The GP employed has prior mean equal to 0 and base covariance for the latent (value) variables that factors into an RBF function term in state space and a Kronecker-delta function in action-space (as actions are discrete we assume independence in the value across the different actions) analogously to Engel et al. [2005]:

$$\begin{aligned} \text {cov}(Q(s_i,a_i),Q(s_j,a_j)) = k_Q((s_i,a_i),(s_j,a_j)) = \sigma _p^2\exp (\frac{(s_i-s_j)^2}{2l^2})\delta _{a_i a_j}, \end{aligned}$$

(22)

where we chose \(\sigma _p^2 = 1\) and \(l=0.25\) for the experiments presented.

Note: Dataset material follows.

PR #975, opened 2025-11-24
feat:enable node-network chaos for list of nodes

### LINKED ISSUE #969: enable node-network chaos for list of nodes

The DQN trained to produce Fig1b has two hidden layers of 256 neurons, batch size 128, Adam optimiser [Kingma and Ba, 2014] with learning rate of 0.001 and was trained for 100k gradient steps.

Here we report the same results from Figs. 1c and 1d but for a wider range of the state-space, where we observe that even outside the main region of interest, in the regions where no data is present the posterior value mean and standard deviation tend to the prior mean and standard deviation, i.e. low value and higher standard deviation, as is desirable in the offline RL setting for unsupported regions.